La musica araba che proviene da un’adiacente stazione radio palestinese a volte interrompe il Vivaldi o Verdi che stavo ascoltando in un programma di musica classica israeliana; nel buio silenzioso della notte prima dell’alba, a volte sento il muazzin chiamare alla preghiera da una moschea lontana. Stamattina una brezza fresca mi ha accarezzato il viso mentre facevo jogging, rivivendo la gioia di aver ricevuto ieri le foto online della mia adorabile nuora che festeggiava il suo compleanno circondata da marito, figlia e figlio appena nato.

I sensi
Mentre ci connettono con l’ambiente circostante, i nostri cinque sensi donati da Dio migliorano costantemente la nostra vita. Tutti noi siamo arrivati ad apprezzare quanto sia vitale il senso del tatto quando per mesi (e più a lungo...) non abbiamo osato abbracciare i nostri genitori anziani per paura di trasmettere il mortale Coronavirus. Ancora più raro in Terra Santa è il tocco di delicata intimità condivisa tra arabi ed ebrei; il tabù e la paura dell’altro creano una barriera quasi impenetrabile a questo.
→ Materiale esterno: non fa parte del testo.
PR #873, opened 2020-06-26
Only start editor playback on load if the editor is focused

### LINKED ISSUE #853: Don't start auto-playing after stopping recording
Not much more to say besides the issue title – it'd be nice to have this option. I'd rather manually press play to begin previewing/watching from the start of my recording (especially if it involves audio) instead of it starting automatically.

karaggeorge:
Fixes #853 

This is pretty hard to achieve 😂  I was only able to test it with a very long recording that takes a split second to load, so I can blur between the editor opening and the video starting.

### DIFF
--- a/renderer/containers/video.js
+++ b/renderer/containers/video.js
@@ -1,4 +1,5 @@
 import {Container} from 'unstated';
+import electron from 'electron';
 
 export default class VideoContainer extends Container {
   state = {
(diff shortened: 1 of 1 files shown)


frozenpandaman:
Really cool solution, will test it out later – thank you @karaggeorge!

PR #874, opened 2020-06-26
Persist format-specific fps options

### LINKED ISSUE #861: Persist FPS on a format basis
We persist fps across editors and launch, but we only remember one value. Most people don't usually export with the same fps for every format.

For example, I usually export mp4 with 60fps, and gif with 15fps. So, even though we persist fps, I still have to change it quite often.

I think we should remember the last used fps for each format, same as we do for plugin usage etc

karaggeorge:
Fixes #861

### DIFF
--- a/main/export-options.js
+++ b/main/export-options.js
@@ -22,7 +22,22 @@ const exportUsageHistory = new Store({
 const fpsUsageHistory = new Store({
   name: 'fps-usage-history',
   schema: {
-    fps: {
+    apng: {
+      type: 'number',
+      minimum: 0,
+      default: 60
+    },
+    webm: {
+      type: 'number',
+      minimum: 0,
+      default: 60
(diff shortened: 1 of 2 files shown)


sindresorhus:
In the editor, I have "GIF" active, I set FPS to 10, then switch to MP4 and then back to GIF again and it's no longer 10. I think it should be persisted there too.

karaggeorge:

Difficilmente ascoltiamo e pratichiamo i media degli altri: non molti ebrei israeliani capiscono l’arabo e, mentre i palestinesi nel lavoro devono forzatamente usare l’ebraico per “tirare avanti”, non molti si sintonizzeranno con le stazioni ebraiche nel loro tempo libero.
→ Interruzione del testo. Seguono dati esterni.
PR #877, opened 2020-07-02
Allow plugin control via deep links

karaggeorge:
Adds ability to install/configure plugins via the following deep links:

`kap://install-plugin/{plugin name}`

Pops up preferences on the discover tab scrolls to the plugin, and triggers an installation. If it's already installed, it just scrolls to it.

`kap://configure-plugin/{plugin name}`

Pops up preferences, scrolls to the plugin and opens the config window

Also fixed some small issues, including a circular dependency I introduced a few PRs ago which was causing the built app not to run

To test this build, after you've downloaded and installed it, click here:

[Install](https://getkapco-git-add-deep-link-assets.wulkano1.vercel.app/deep-link/install/kap-recording-time)

And then to configure:

kap://configure-plugin/kap-record-time

EDIT:
seems like GH doesn't support links with custom schemes, so copy-paste the links underneath for now. We can probably create a small lamda to re-route to the deep link

~These badges are some examples I generated with shield.io, but we can make our own custom images, host them under `https://getkap.co/buttons/{install|configure}` so we can add buttons like that to the plugin readmes~

https://github.com/wulkano/getkap.co/pull/36

### DIFF
--- a/main/utils/errors.js
+++ b/main/utils/errors.js
@@ -10,6 +10,7 @@ const showError = async (error, {title, reportToSentry} = {}) => {
 
   console.error(error);
   if (reportToSentry) {
+    // Imported here to avoid circular dependency
     const Sentry = require('./sentry');
     Sentry.captureException(ensuredError);
   }
--- a/main/utils/errors.js
+++ b/main/utils/errors.js
@@ -2,7 +2,6 @@
 
 const {dialog, clipboard} = require('electron');
 const ensureError = require('ensure-error');
-const Sentry = require('./sentry');
 const cleanStack = require('clean-stack');
 
 const showError = async (error, {title, reportToSentry} = {}) => {
@@ -11,6 +10,7 @@ const showError = async (error, {title, reportToSentry} = {}) => {
 
   console.error(error);
   if (reportToSentry) {
+    const Sentry = require('./sentry');
     Sentry.captureException(ensuredError);
   }
 
--- a/renderer/containers/preferences.js
+++ b/renderer/containers/preferences.js
@@ -33,11 +33,6 @@ export default class PreferencesContainer extends Container {
       isMounted: true
     });
 
-    if (this.state.target && pluginsInstalled.some(plugin => plugin.name === this.state.target.name)) {
-      this.openTarget(this.state.target);
-      this.setState({target: undefined});
-    }
-
     if (this.settings.store.recordAudio) {
       this.getAudioDevices();
     }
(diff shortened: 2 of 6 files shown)


main/utils/errors.js
```diff
@@ -11,6 +10,7 @@ const showError = async (error, {title, reportToSentry} = {}) => {
 
   console.error(error);
   if (reportToSentry) {
+    const Sentry = require('./sentry');
```
karaggeorge, line 13: This was moved here to avoid a circular dependency

sindresorhus:
> Pops up preferences on the discover tab scrolls to the plugin, and triggers an installation.

Is it safe to trigger to installation automatically? I'm honestly not sure. Just wanted to bring it up.

main/utils/errors.js
sindresorhus: Can you add a code comment about that so it's not accidentally moved back in the future?

renderer/containers/preferences.js
```diff
@@ -60,7 +60,45 @@ export default class PreferencesContainer extends Container {
     this.setState(updates);
   }
 
-  setNavigation = ({category, tab}) => this.setState({category, tab})
+  scrollIntoView = (tabId, pluginId) => {
```
sindresorhus, line 63: https://developer.mozilla.org/en-US/docs/Web/API/Element/scrollIntoView ?

sindresorhus:
> seems like GH doesn't support links with custom schemes, so copy-paste the links underneath for now. We can probably create a small lamda to re-route to the deep link

That's a good workaround, yes. Or a Vercel function.

karaggeorge:
> Is it safe to trigger to installation automatically? I'm honestly not sure. Just wanted to bring it up.

I had the same thought initially but I don’t see how it would not be. Another option I thought of would be to open, scroll into view and have a yes/cancel modal saying ‘would you like to install x’

So you’re sure that the plugin linked is what you think you’re installing

karaggeorge:
It now shows a dialog like this to confirm before installing:

Screen Shot 2020-07-03 at 9 11 20 AM

renderer/containers/preferences.js
```diff
@@ -60,7 +60,62 @@ export default class PreferencesContainer extends Container {
...
+
+        const buttonIndex = this.remote.dialog.showMessageBoxSync(this.remote.getCurrentWindow(), {
+          type: 'question',
+          buttons: [
+            'Install',
+            'Cancel'
+          ],
+          defaultId: 0,
+          cancelId: 1,
+          message: `Do you want to install ${target.name}?`
```
sindresorhus, line 92:
```suggestion
          message: `Do you want to install the “${target.name}” plugin?`
```

sindresorhus:
Tried it out and works great. I really like how it even scroll down and shows the plugin.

Il ciclo quotidiano di luce e tenebre della natura segnala tempi di preghiera in entrambe le società, ma chi conosce i contenuti del cuore dell’altro?
Il Ramadan è il tempo dell’accresciuta spiritualità musulmana, ma per i mesi che lo precedono e ancor più quando inizia, gli ebrei israeliani si preparano per paura che i loro seguaci attacchino. L’humus e il falafel palestinesi sono popolari in entrambe le società, ma raramente gli ebrei e i palestinesi lo condividono allo stesso tavolo; alcuni sussultano all’appropriazione culturale, ma la maggior parte degli ebrei li considera come loro, come israeliani come latkes, sufganiot e gefillte (tutti di origine tedesca non ebraica, naturalmente!). E per finire il tema del cibo, c’è il pane, il pane, pita mediorientale vs. pane occidentale, quest’ultimo sostituito da Matzah durante Pessakh, che costringe gli ebrei non osservanti a cercare panetterie palestinesi per soddisfare il loro bisogno di khametz.
Sui sensi del tatto e dell’olfatto: le recenti e continue manifestazioni di massa contro la riforma giudiziaria hanno dato a molti ebrei israeliani un assaggio della brutalità della polizia che i palestinesi hanno da tempo sperimentato: alcuni sono stati calpestati dai cavalli; molti sono stati picchiati o spruzzati con acqua puzzolente il cui odore terribile indugia sulla pelle per settimane e per sempre sui vestiti (ma per fortuna, nessuno è stato trattenuto per molto tempo, dopo essere stato arrestato, di solito con false accuse).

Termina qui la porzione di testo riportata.